What this means is that all the components we think are required to form a personal identity—including memory and personality—could potentially be preserved for a long period of time, before either being uploaded to a computer for perpetuity, or reanimated some time in the future. "It's the first time that we have a procedure that can protect everything neuroscientists think is involved with learning and memory", says John Smart, co-founder of the non-profit Brain Preservation Foundation. "Given the results announced today, it seems to me that long-term memories are successfully preserved by this technique. This is not yet certain or universally agreed, but seems highly likely from my position."
The Brain Preservation Foundation awarded its five-year old "Small Mammal Brain Preservation Prize" to 21st Century Medicine—an independent research group lead by MIT graduate, Robert McIntyre—for coming up with the best technique to bring a frozen mammal's (a rabbit) brain back to life. The researchers have pocketed US$26,735 for their efforts.

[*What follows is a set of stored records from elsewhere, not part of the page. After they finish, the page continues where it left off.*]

PR #131, opened 2020-01-15
Better validate partial measurement output

efernandez:
* Show source if validation fails
  * Also changes from throwing/crashing to `ROS_ERROR`.

* Add precision arg for covariance validation. This allows to:
    * Relax the default precision when validating the covariance matrix is
      symmetric.
    * Print the covariance matrix with `Eigen::FullPrecision` when the
      symmetry test fails with `isApprox`, so we can see the magnitude of
      the error.

### DIFF
--- a/fuse_models/include/fuse_models/common/sensor_proc.h
+++ b/fuse_models/include/fuse_models/common/sensor_proc.h
@@ -259,6 +259,7 @@ bool transformMessage(const tf2_ros::Buffer& tf_buffer, const T& input, T& outpu
  * @param[in] loss - The loss function for the 2D pose constraint generated
  * @param[in] target_frame - The frame ID into which the pose data will be transformed before it is used
  * @param[in] tf_buffer - The transform buffer with which we will lookup the required transform
+ * @param[in] validate - Whether to validate the measurements or not. If the validation fails no constraint is added
  * @param[out] transaction - The generated variables and constraints are added to this transaction
  * @return true if any constraints were added, false otherwise
  */
@@ -271,6 +272,7 @@ inline bool processAbsolutePoseWithCovariance(
   const std::vector<size_t>& position_indices,
   const std::vector<size_t>& orientation_indices,
   const tf2_ros::Buffer& tf_buffer,
+  const bool validate,
   fuse_core::Transaction& transaction)
 {
   if (position_indices.empty() && orientation_indices.empty())
@@ -323,14 +325,18 @@ inline bool processAbsolutePoseWithCovariance(
 
   populatePartialMeasurement(pose_mean, pose_covariance, indices, pose_mean_partial, pose_covariance_partial);
 
-  try
+  if (validate)
   {
-    validatePartialMeasurement(pose_mean_partial, pose_covariance_partial);
-  }
-  catch (const std::runtime_error& ex)
-  {
-    ROS_ERROR_STREAM_THROTTLE(10.0, "Invalid partial absolute pose measurement from '" << source
-                                                                                       << "' source: " << ex.what());
+    try
+    {
+      validatePartialMeasurement(pose_mean_partial, pose_covariance_partial);
+    }
+    catch (const std::runtime_error& ex)
+    {
+      ROS_ERROR_STREAM_THROTTLE(10.0, "Invalid partial absolute pose measurement from '" << source
+                                                                                         << "' source: " << ex.what());
+      return false;
+    }
   }
 
   // Create an absolute pose constraint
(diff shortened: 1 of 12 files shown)


fuse_models/include/fuse_models/common/sensor_proc.h
```diff
@@ -459,7 +471,16 @@ inline bool processDifferentialPoseWithCovariance(
...
+
+  try
+  {
+    validatePartialMeasurement(pose_relative_mean_partial, pose_relative_covariance_partial, 1e-6);
+  }
+  catch (const std::runtime_error& ex)
+  {
+    ROS_ERROR_STREAM_THROTTLE(10.0, "Invalid partial differential pose measurement from '"
+                                        << source << "' source: " << ex.what());
+  }
```
svwilliams, line 496: I feel like if the validation fails, we should not be creating a constraint from it. In the same way that tf errors prevent the creation of a constraint. Thoughts?

```suggestion
    return false;
  }
```

efernandez: The reason I still create constraints it's because I'm playing with https://github.com/clearpathrobotics/fuse/pull/7 and I still get cases where the covariance is slightly non-symmetric or non-PSD, but the constraint with those slightly bad covariances don't make the optimizer explode.

Maybe we could wait til EOW to see if I get things to actually pass this checks. I'm also planning to create an upstream PR for https://github.com/clearpathrobotics/fuse/pull/7 once I get things to work better.

ayrton04: Would an extra parameter work? Something like `permit_invalid`?

ayrton04 (approved):

fuse_models/include/fuse_models/common/sensor_proc.h
efernandez: Actually, we could have a parameter to disable the checks. Something like `disable_checks` in Ceres solver.

The checks could be enabled by default, so the user can easily detect issues with the inputs and understand what's wrong with them. This would incur a small overhead.

Once things are known to work and be correct consistently, then `disable_checks: true` could be set, so we don't incur any overhead. If you're ok with something like this, I can add it.

efernandez: @svwilliams What's your opinion on this?

fuse_models/include/fuse_models/common/sensor_proc.h
```diff
@@ -189,25 +189,28 @@ inline void populatePartialMeasurement(
...
+    throw std::runtime_error("Non-symmetric partial covariance matrix\n" +
+                             fuse_core::to_string(covariance_partial, Eigen::FullPrecision));
   }
 
   Eigen::SelfAdjointEigenSolver<fuse_core::MatrixXd> solver(covariance_partial);
   if (solver.eigenvalues().minCoeff() <= 0.0)
   {
-    throw std::runtime_error("Non-positive-definite partial covariance matrix " +
+    throw std::runtime_error("Non-positive-definite partial covariance matrix\n" +
                              fuse_core::to_string(covariance_partial));
```
efernandez: I'd like to change this to `fuse_core::to_string(covariance_partial, Eigen::FullPrecision)` as well.

And also print the `solver.eigenvalues()`.

Sounds good?

Mostly a heads up, so you wait for those changes before you merge this PR. :smiley:

fuse_models/include/fuse_models/common/sensor_proc.h
svwilliams: I like the "disable_checks" theory. With checks enabled, failed tests prevent constraints from being generated. And with checks disabled, the constraints are obviously generated all the time.

fuse_models/include/fuse_models/common/sensor_proc.h
svwilliams: More information on failure is better than less. Go for it.

efernandez: Added the additional information.

fuse_models/include/fuse_models/common/sensor_proc.h
efernandez: Add `disable_checks` param (defaults to `false`) to all sensor models and `validate` argument to all `sensor_proc.h` processing functions.

If `disable_checks == false`, then `validate == true` and all validation checks are evaluated. When a validation check fails, no constraint is created for the partial measurements involved.

If `disable_checks == true`, then `validate == false` and no validation check is evaluated. Therefore, constraints are created for all partial measurements.

svwilliams (approved):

The team dispersed a chemical compound called glutaraldehyde into the internal structures of a rabbit's brain at the same time to stablise it and prevent decay. Then as it was undergoing cooling, they slowly added a cryoprotectant liquid to ensure that the connectome—the complex map of connections that keep the 86 billion neurons or so humming along—and synaptic structure weren’t damaged in the process. This internal damage has been the number one reason why cryopreservation of the brain has failed so consistently in the past. The whole thing was converted into a near glass-like structure by cooling it to -130 Celsius (-210 degrees Fahrenheit) over 4 hours, which prepared it for some serious long-term storage. When the team wanted to thaw it out, they just had to gently reheat the brain and flush out the cryoprotectant chemicals.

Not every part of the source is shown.